The Atlantic sixgill shark (Hexanchus vitulus) is a rare species of hexanchid shark found in the Atlantic Ocean at depths that are greater than 300 meters. These depths are known as mesopelagic and bathypelagic in tropical and temperate waters around the world. The Atlantic sixgill shark is very similar to other species of sixgill in terms of its growth rate in deep sea waters. It is believed that this is due to the abiotic and biotic factors in relation to the depths at which they are found. It was formerly described as its own species, but was synonymised with the bigeye sixgill shark (Hexanchus nakamurai). However, a study published in 2019 resurrected the species on the basis of molecular data. The species can be physically differentiated from the bluntnose sixgill shark (Hexanchus griseus) by its much smaller size and position of the dorsal fin in relation to the caudal fin.
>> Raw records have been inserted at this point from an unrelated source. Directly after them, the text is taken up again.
PR #425, opened 2017-12-12
try to turn on all WildFly statistics if monitoring a WildFly server

jmazzitelli:
this should be ready

### DIFF
--- a/hawkular-agent-core/src/main/java/org/hawkular/agent/monitor/protocol/dmr/StatisticsControl.java
+++ b/hawkular-agent-core/src/main/java/org/hawkular/agent/monitor/protocol/dmr/StatisticsControl.java
@@ -1,0 +1,197 @@
+/*
+ * Copyright 2015-2017 Red Hat, Inc. and/or its affiliates
+ * and other contributors as indicated by the @author tags.
+ *
+ * Licensed under the Apache License, Version 2.0 (the "License");
+ * you may not use this file except in compliance with the License.
+ * You may obtain a copy of the License at
+ *
+ *    http://www.apache.org/licenses/LICENSE-2.0
+ *
+ * Unless required by applicable law or agreed to in writing, software
+ * distributed under the License is distributed on an "AS IS" BASIS,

The Atlantic sixgill shark (Hexanchus vitulus) becomes sexually mature at around 1.40 to 1.75 meters. They do not reach lengths much greater than 180 cm. 

Although the Atlantic sixgill shark was believed to be the only species in its genus it has been discovered that there are two more species that share the genus with it. The Bigeye sixgill shark (Hexanchus nakamurai) and the Bluntnose sixgill shark (Hexanchus griseus) are also related with the Atlantic sixgill shark. 

An experiment shows that the Atlantic sixgill shark will not a prey after it has been dead for 24 hours, it will ignore said prey and move on to its next kill. They will also fed more on the prey in the spring season as compared to the winter season.